While Ellington knew the struggle within his tone-parallel was incomplete, he still cherished dearly what mattered most — a future based, not on racial disparity, but assimilation; a spirit of freedom and patriotism for America; a spirit that rejects victimhood, class warfare, bigotry and racism. Long before LBJ’s “Great Society,” Duke Ellington had identified the true greatness of American society — it embodied the body, mind and soul — that people were Americans first and gave light to the world, not because of the nation’s pain, but because of the nation’s potential.
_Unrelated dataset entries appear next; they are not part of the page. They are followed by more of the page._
PR #2317, opened 2018-12-11
Remove iframe strategy, just put work board inline

kevinrobinson:
Using an iframe was never a good idea; CSP blocks this as it should and there's no upside to relaxing the CSP for this.  I can paste it inline each week.


kevinrobinson:
selfie

PR #2321, opened 2018-12-12
Update cookie name to be different per district

kevinrobinson:
These are already isolated by domain, this just adds another layer of isolation.


kevinrobinson:
selfie

PR #2323, opened 2018-12-12
Fix usage of session key

kevinrobinson:
Fix https://github.com/studentinsights/studentinsights/pull/2321.


kevinrobinson:
selfie

PR #2324, opened 2018-12-13
504: Include 504 importer in x2 import group

kevinrobinson:
This wasn't included, which meant `thor import:start` didn't include these.


kevinrobinson:
selfie

PR #2329, opened 2018-12-17
Mulitfactor: Update TestPals to use stable TOTP secret in development and demo

kevinrobinson:
# Who is this PR for?
test users, developers

The TOTP secret for test users are generated anew each time, but this is a pain for development and demo, where we want this to be stable across builds so that users can test it.

# What does this PR do?
Fixes the secret for the `TestPals` admin user.  This only impacts dev and demo.  The 444s are intended as a weak signal that it's an artificial value (`fake` isn't allowed in the format).


kevinrobinson:
selfie

PR #2330, opened 2018-12-17
Fix test bug on profile that did not fix time during test

kevinrobinson:
This fixes a bug that is impacting test failures like https://travis-ci.org/studentinsights/studentinsights/builds/469166107?utm_source=github_status&utm_medium=notification because of today's date.  This code should all grab the time from context, so that tests work consistently.


kevinrobinson:
selfie

PR #2334, opened 2018-12-17
Profile: Update educator contacts to respect PerDistrict setting for counselor field

kevinrobinson:
# Who is this PR for?
Bedford educators

Bedford exports this value, but the data is only administrative and not meaningful

# What does this PR do?
Updates the profile to respect the `PerDistrict.js` setting for this, and updates the server method with a note about this.


kevinrobinson:
selfie

PR #2335, opened 2018-12-19
Demo: Tune down MORE_DEMO_STUDENTS for demo site

kevinrobinson:
Tuning this down to avoid hitting thresholds and spending more on the demo site.


kevinrobinson:
selfie

PR #2341, opened 2018-12-21
Relax constraint on F&P that was too strict

kevinrobinson:
This should allow multiple data points for each student.


kevinrobinson:
selfie

PR #2344, opened 2019-01-08
Fix spec setup bug with time parsing

kevinrobinson:
Fix spec setup that had an implicit "this year", addressing https://travis-ci.org/studentinsights/studentinsights/builds/476949452


kevinrobinson:
selfie

PR #2345, opened 2019-01-08
Teams: Migration to store season

kevinrobinson:
# Who is this PR for?
HS students, educators, coaches

Allows tracking current season for sports teams, not just school year.

# What does this PR do?
Adds a `season_key` field.


kevinrobinson:
selfie

PR #2397, opened 2019-02-05
Maintenance: Upgrade to React 16.7, add RollbarErrorBoundary

kevinrobinson:
# Who is this PR for?
developers, educators

We don't have good visibility into certain kinds of errors within React components.

# What does this PR do?
Upgrades React-related dependencies from 15.4 to 16.7.  Adds `RollbarErrorBoundary` within `<App />`.

Also upgrades a bunch of libraries in the process (eg, babel versions).

# Screenshot
error-boundary

# Checklists
+ [x] Core 


kevinrobinson:
This came up from https://github.com/studentinsights/studentinsights/pull/2398 and related.

kevinrobinson:
Okay, so this does a few other things now.  Updates to Babel 7, to resolve problems with the Jest config that didn't surface locally but did in Travis.  In the process of trying to understand why the Travis config was different, I made three changes to the build config.

First, I updated the build to split the JS and Ruby tests, and parallelize them across VMs.  Second, I updated the way the build cache works for yarn.  These speed things up a minute or two, but not much.  I tried unsuccessfully to get Travis to cache Ruby gems, since those take 2.5min to install, but can't get this to work with `bundler: true` or with manually specifying the gems folder to cache.  Punting that for now.

This also surfaced that the Travis env set a timezone different than in production, and so I updated tests to all run in UTC to match the production deployment.  This updates specs that were written to run in `America/New_York` to be correct for UTC now.

kevinrobinson:
selfie

PR #2398, opened 2019-02-05
Revert "Revert "Student voice: Move fall student voice survey into profile notes list""

kevinrobinson:
Reverts studentinsights/studentinsights#2396

double-revert for https://github.com/studentinsights/studentinsights/pull/2395

PR #2400, opened 2019-02-05
Student voice: Update differences between what shows in profile notes / profile insights

kevinrobinson:
Moving over from https://github.com/studentinsights/studentinsights/pull/2398.


kevinrobinson:
This branch is broken now; this will need some refactoring to split out: profile notes from profile insights.

kevinrobinson:
selfie

PR #2407, opened 2019-02-13
Upgrade jQuery UI

kevinrobinson:
bumping versions

EDIT: also bundling in jQuery UI since these are coupled.  In the process, this involved updating jQuery UI override styles, and so this has a bunch of unrelated CSS cleanup too.

EDIT: this also reduces the after-gzip bundle sizes a little bit too, CSS by 14% and JS by 7%.

### before
screen shot 2019-02-15 at 12 25 45 pm

### after
screen shot 2019-02-15 at 12 45 50 pm


kevinrobinson:
bundling in https://github.com/studentinsights/studentinsights/pull/2412 since these are coupled

kevinrobinson:
selfie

As history shows, Lewiston has been welcoming people of color for 100 years, co-existing with seasonal migrants who often worked harder than many full-time residents. But what drew them here? They didn’t arrive seeking out welfare, social services, cars, phones, GA or food stamps. When work ceased to be available, they left. History also notes that, by the 1990s, both Lewiston and Auburn cheerfully elected a mayor of color and would likely do so again.

Only when the pillars of Americanism are held up as lenses to evaluate Lewiston’s recent violence will this city get turned around. In 2012, former Mayor Bob Macdonald made an effort to allude to some aspects of this fact. Unfortunately, while his intentions were noble, his message was lost in a media frenzy fueled by his oversimplified and politically incorrect candor.

As experienced across this nation today, multi-culturalism and political correctness have devolved into wretched forms of cultural Marxism — a trigger term for neo-liberal progressives because it hits home so closely. Controlling of a person’s speech, thoughts, fears and will by others are all mechanisms used to socially condition, dehumanize and engineer a society. Continuing down that road and ignoring those truths will only add more fuel to the bitterness and frustration felt by many residents in Lewiston, regardless of party, race or religion.

Americans are one culture, not one race. Each person has a unique heritage and story. People are of many colors, parties and religions, yet are fully capable of living in harmony so long as they remain one American culture. Throughout history, this “Americanism” has remained the single greatest tie that binds the people as a nation. If people choose to abandon it to the false promises of multi-culturalism, they will have lost their nation.

Want a solution?

Respect your fellow man. Think beyond the rhetoric. Speak the truth. Vote wisely for city, county, state and federal leaders. And never be afraid to be an American patriot.

Michael Lachance served two terms at Lewiston’s Ward 7 City Councilor and currently serves on the Lewiston Finance Committee.